→ WORK ITEM
Every record here must be set down once more, precisely as it reads.
━━━━
PR #938, opened 2019-12-30
Check for trailing whitespaces

kubawerlos:
This PR:

- [x] Adds script `devTools/check_trailing_whitespaces.sh`
- [x] Fixes the issues found by added script

### DIFF
--- a/Makefile
+++ b/Makefile
@@ -46,6 +46,10 @@ FLOCK=./devTools/flock
 compile:	 ## Bundles Infection into a PHAR
 compile: $(INFECTION)
 
+.PHONY: check_trailing_whitespaces
+check_trailing_whitespaces:
+	./devTools/check_trailing_whitespaces.sh
+
 .PHONY: cs
 cs:	  	 ## Runs PHP-CS-Fixer
 cs: $(PHP_CS_FIXER)
@@ -63,7 +67,7 @@ validate:
 
 .PHONY: autoreview
 autoreview: 	 ## Runs various checks (static analysis & AutoReview test suite)
-autoreview: phpstan validate test-autoreview
+autoreview: check_trailing_whitespaces phpstan validate test-autoreview
 
 .PHONY: test
 test:		 ## Runs all the tests
--- a/devTools/check_trailing_whitespaces.sh
+++ b/devTools/check_trailing_whitespaces.sh
@@ -1,0 +1,21 @@
+#!/usr/bin/env bash
+
+set -eu
+
+files_with_trailing_whitespaces=$(
+    find . \
+        -type f \
+        -not -path "./.git/*" \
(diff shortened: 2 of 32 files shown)


devTools/check_trailing_whitespaces.sh
```diff
@@ -0,0 +1,21 @@
+#!/usr/bin/env bash
+
+set -eu
```
theofidry: I would put `set -Eeuox pipefail` just for good measure

devTools/check_trailing_whitespaces.sh
```diff
@@ -0,0 +1,21 @@
...
+        -type f \
+        -not -path "./.git/*" \
+        -not -path "./vendor/*" \
+        -exec grep -EIHn "\\s$" {} \;
+)
+
+if [[ "$files_with_trailing_whitespaces" ]]
+then
+    printf '\033[97;41mTrailing whitespaces detected:\033[0m\n'
+    e=$(printf '\033')
```
theofidry: I'm not sure to understand why the `e` here: what does it represent or why is it necessary?

tests/e2e/Codeception_Basic/tests/_support/_generated/FunctionalTesterActions.php
```diff
@@ -12,5 +12,5 @@ trait FunctionalTesterActions
      */
     abstract protected function getScenario();
 
-    
+
```
theofidry: I would get rid of that line, there is two blank lines after `getScenario();` right now. I'm surprised this is not being caught by the CS fixer

Makefile
```diff
@@ -63,7 +67,7 @@ validate:
 
 .PHONY: autoreview
 autoreview: 	 ## Runs various checks (static analysis & AutoReview test suite)
-autoreview: phpstan validate test-autoreview
+autoreview: check_trailing_whitespaces phpstan validate test-autoreview
```
theofidry: since it does a CS change as opposed to a quality control per se, I think it is more appropriate to do it in `cs` than `autoreview`

tests/e2e/Codeception_Basic/tests/_support/_generated/FunctionalTesterActions.php
BackEndTea: Its part of the e2e fixtures, which are ignored by it ( i think)

BackEndTea:
Is this a copy paste from the php-cs-fixer repo? If so it may be appropriate to credit them.

devTools/check_trailing_whitespaces.sh
sanmai: Used in the next line it seems, as a shortcut.

theofidry:
Closed in favour of #949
━━━━
→ SOLUTION FOR THIS EXERCISE
PR #938, opened 2019-12-30
Check for trailing whitespaces

kubawerlos:
This PR:

- [x] Adds script `devTools/check_trailing_whitespaces.sh`
- [x] Fixes the issues found by added script

### DIFF
--- a/Makefile
+++ b/Makefile
@@ -46,6 +46,10 @@ FLOCK=./devTools/flock
 compile:	 ## Bundles Infection into a PHAR
 compile: $(INFECTION)
 
+.PHONY: check_trailing_whitespaces
+check_trailing_whitespaces:
+	./devTools/check_trailing_whitespaces.sh
+
 .PHONY: cs
 cs:	  	 ## Runs PHP-CS-Fixer
 cs: $(PHP_CS_FIXER)
@@ -63,7 +67,7 @@ validate:
 
 .PHONY: autoreview
 autoreview: 	 ## Runs various checks (static analysis & AutoReview test suite)
-autoreview: phpstan validate test-autoreview
+autoreview: check_trailing_whitespaces phpstan validate test-autoreview
 
 .PHONY: test
 test:		 ## Runs all the tests
--- a/devTools/check_trailing_whitespaces.sh
+++ b/devTools/check_trailing_whitespaces.sh
@@ -1,0 +1,21 @@
+#!/usr/bin/env bash
+
+set -eu
+
+files_with_trailing_whitespaces=$(
+    find . \
+        -type f \
+        -not -path "./.git/*" \
(diff shortened: 2 of 32 files shown)


devTools/check_trailing_whitespaces.sh
```diff
@@ -0,0 +1,21 @@
+#!/usr/bin/env bash
+
+set -eu
```
theofidry: I would put `set -Eeuox pipefail` just for good measure

devTools/check_trailing_whitespaces.sh
```diff
@@ -0,0 +1,21 @@
...
+        -type f \
+        -not -path "./.git/*" \
+        -not -path "./vendor/*" \
+        -exec grep -EIHn "\\s$" {} \;
+)
+
+if [[ "$files_with_trailing_whitespaces" ]]
+then
+    printf '\033[97;41mTrailing whitespaces detected:\033[0m\n'
+    e=$(printf '\033')
```
theofidry: I'm not sure to understand why the `e` here: what does it represent or why is it necessary?

tests/e2e/Codeception_Basic/tests/_support/_generated/FunctionalTesterActions.php
```diff
@@ -12,5 +12,5 @@ trait FunctionalTesterActions
      */
     abstract protected function getScenario();
 
-    
+
```
theofidry: I would get rid of that line, there is two blank lines after `getScenario();` right now. I'm surprised this is not being caught by the CS fixer

Makefile
```diff
@@ -63,7 +67,7 @@ validate:
 
 .PHONY: autoreview
 autoreview: 	 ## Runs various checks (static analysis & AutoReview test suite)
-autoreview: phpstan validate test-autoreview
+autoreview: check_trailing_whitespaces phpstan validate test-autoreview
```
theofidry: since it does a CS change as opposed to a quality control per se, I think it is more appropriate to do it in `cs` than `autoreview`

tests/e2e/Codeception_Basic/tests/_support/_generated/FunctionalTesterActions.php
BackEndTea: Its part of the e2e fixtures, which are ignored by it ( i think)

BackEndTea:
Is this a copy paste from the php-cs-fixer repo? If so it may be appropriate to credit them.

devTools/check_trailing_whitespaces.sh
sanmai: Used in the next line it seems, as a shortcut.

theofidry:
Closed in favour of #949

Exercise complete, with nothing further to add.